=== Data shown ===

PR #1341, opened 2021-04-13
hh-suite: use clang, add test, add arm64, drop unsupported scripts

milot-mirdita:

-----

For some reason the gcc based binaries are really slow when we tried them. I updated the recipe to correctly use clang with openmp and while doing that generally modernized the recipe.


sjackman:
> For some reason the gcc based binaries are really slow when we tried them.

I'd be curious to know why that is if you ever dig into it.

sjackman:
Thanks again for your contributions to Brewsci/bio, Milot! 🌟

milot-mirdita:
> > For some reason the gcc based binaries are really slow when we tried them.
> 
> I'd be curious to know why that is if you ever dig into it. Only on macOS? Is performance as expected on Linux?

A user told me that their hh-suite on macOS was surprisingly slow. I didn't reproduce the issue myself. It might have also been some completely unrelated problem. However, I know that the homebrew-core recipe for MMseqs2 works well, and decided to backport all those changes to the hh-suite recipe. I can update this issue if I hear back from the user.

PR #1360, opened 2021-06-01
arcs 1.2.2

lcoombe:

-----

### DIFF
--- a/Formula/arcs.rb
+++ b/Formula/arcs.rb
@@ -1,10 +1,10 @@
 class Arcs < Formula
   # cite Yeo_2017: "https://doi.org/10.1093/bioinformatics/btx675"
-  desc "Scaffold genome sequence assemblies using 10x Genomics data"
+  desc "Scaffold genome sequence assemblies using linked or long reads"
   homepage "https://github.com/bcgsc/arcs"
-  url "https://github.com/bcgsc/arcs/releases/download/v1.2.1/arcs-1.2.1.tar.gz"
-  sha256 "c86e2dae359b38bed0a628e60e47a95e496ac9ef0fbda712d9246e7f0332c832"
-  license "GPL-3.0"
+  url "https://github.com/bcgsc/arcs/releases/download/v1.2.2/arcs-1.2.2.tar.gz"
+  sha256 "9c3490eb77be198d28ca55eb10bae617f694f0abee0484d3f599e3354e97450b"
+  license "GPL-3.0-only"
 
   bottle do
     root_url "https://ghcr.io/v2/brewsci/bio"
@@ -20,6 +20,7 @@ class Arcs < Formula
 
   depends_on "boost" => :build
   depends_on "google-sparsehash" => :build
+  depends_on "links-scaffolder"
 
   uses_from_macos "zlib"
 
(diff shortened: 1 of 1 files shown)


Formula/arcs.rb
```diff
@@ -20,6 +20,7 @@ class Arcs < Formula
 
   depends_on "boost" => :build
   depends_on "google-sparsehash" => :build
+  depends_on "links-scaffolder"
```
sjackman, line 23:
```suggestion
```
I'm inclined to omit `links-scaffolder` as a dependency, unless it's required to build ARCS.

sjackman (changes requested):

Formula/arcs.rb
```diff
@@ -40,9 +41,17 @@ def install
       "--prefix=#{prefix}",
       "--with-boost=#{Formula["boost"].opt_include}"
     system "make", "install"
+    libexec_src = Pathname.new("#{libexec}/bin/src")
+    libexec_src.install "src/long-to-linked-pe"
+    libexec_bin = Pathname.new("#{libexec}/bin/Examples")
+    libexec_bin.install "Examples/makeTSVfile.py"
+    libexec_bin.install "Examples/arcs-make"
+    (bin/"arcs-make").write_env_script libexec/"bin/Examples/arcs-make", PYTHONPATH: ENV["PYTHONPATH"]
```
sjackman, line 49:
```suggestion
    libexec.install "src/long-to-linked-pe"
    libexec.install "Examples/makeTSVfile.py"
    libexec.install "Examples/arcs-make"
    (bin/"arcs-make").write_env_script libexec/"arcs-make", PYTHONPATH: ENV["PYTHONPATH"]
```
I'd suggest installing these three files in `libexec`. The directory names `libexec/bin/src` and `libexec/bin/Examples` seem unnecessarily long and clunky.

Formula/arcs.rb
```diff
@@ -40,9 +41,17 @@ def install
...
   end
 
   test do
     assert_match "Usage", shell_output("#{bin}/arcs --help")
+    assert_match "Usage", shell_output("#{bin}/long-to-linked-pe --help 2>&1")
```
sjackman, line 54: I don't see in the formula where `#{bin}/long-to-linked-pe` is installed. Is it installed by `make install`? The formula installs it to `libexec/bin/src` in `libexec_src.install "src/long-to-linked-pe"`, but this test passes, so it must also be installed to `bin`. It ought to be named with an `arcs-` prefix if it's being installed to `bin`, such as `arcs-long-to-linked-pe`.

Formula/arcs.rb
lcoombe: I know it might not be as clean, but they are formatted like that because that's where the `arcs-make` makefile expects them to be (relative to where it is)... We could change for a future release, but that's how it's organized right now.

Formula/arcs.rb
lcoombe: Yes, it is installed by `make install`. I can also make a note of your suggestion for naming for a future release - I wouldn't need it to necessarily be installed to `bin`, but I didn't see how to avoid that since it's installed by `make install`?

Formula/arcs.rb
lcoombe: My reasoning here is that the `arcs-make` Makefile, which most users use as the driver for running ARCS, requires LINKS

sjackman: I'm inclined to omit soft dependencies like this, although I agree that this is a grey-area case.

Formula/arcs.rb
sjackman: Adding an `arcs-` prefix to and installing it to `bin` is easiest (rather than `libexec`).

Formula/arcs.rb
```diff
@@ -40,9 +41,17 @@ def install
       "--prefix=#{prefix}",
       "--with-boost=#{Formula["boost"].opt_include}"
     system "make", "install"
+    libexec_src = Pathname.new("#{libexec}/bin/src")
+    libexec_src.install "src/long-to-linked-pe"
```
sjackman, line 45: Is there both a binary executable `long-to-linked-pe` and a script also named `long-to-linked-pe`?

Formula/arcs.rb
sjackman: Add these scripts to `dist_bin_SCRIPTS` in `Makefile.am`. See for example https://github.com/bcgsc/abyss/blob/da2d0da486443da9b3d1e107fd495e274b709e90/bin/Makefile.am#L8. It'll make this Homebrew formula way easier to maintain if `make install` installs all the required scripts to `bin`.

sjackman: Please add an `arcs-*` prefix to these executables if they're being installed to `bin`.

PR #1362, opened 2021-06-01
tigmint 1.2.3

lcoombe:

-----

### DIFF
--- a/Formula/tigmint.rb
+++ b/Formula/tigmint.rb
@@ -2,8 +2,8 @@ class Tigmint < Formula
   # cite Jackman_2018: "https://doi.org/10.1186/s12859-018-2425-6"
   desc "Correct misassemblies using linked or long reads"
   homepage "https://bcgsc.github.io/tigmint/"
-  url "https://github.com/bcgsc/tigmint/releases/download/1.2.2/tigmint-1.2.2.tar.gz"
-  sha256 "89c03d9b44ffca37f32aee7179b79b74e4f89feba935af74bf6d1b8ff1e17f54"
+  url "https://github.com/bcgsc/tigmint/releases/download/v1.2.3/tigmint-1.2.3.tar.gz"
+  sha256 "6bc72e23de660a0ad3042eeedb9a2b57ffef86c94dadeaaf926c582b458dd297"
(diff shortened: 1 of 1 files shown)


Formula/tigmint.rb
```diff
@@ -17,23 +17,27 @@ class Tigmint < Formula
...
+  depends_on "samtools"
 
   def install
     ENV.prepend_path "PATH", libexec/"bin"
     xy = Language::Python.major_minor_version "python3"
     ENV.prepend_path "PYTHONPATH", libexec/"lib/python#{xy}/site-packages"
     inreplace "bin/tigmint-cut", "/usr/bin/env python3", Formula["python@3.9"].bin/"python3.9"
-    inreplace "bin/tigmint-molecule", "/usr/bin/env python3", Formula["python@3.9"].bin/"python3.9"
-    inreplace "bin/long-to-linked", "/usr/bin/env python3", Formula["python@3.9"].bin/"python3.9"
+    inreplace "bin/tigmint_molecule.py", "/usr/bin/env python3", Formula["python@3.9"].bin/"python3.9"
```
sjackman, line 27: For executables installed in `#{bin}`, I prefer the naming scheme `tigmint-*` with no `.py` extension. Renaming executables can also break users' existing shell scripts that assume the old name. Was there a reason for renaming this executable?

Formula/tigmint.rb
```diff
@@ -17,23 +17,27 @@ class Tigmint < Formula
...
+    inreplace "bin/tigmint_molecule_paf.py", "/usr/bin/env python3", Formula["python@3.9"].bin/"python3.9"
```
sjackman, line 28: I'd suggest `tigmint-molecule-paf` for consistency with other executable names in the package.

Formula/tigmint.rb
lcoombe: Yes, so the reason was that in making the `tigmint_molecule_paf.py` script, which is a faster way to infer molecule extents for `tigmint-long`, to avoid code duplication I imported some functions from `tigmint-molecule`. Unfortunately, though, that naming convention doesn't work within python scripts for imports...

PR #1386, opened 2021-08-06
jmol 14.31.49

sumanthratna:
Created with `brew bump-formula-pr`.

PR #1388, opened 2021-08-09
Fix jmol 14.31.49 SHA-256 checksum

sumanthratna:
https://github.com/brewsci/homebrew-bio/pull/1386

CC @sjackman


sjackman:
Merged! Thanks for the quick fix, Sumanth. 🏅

=== Task details ===
Every line with the word "https" in it should be copied from the listing above.

=== Answer for this exercise ===
   # cite Yeo_2017: "https://doi.org/10.1093/bioinformatics/btx675"
   homepage "https://github.com/bcgsc/arcs"
-  url "https://github.com/bcgsc/arcs/releases/download/v1.2.1/arcs-1.2.1.tar.gz"
+  url "https://github.com/bcgsc/arcs/releases/download/v1.2.2/arcs-1.2.2.tar.gz"
     root_url "https://ghcr.io/v2/brewsci/bio"
sjackman: Add these scripts to `dist_bin_SCRIPTS` in `Makefile.am`. See for example https://github.com/bcgsc/abyss/blob/da2d0da486443da9b3d1e107fd495e274b709e90/bin/Makefile.am#L8. It'll make this Homebrew formula way easier to maintain if `make install` installs all the required scripts to `bin`.
   # cite Jackman_2018: "https://doi.org/10.1186/s12859-018-2425-6"
   homepage "https://bcgsc.github.io/tigmint/"
-  url "https://github.com/bcgsc/tigmint/releases/download/1.2.2/tigmint-1.2.2.tar.gz"
+  url "https://github.com/bcgsc/tigmint/releases/download/v1.2.3/tigmint-1.2.3.tar.gz"
https://github.com/brewsci/homebrew-bio/pull/1386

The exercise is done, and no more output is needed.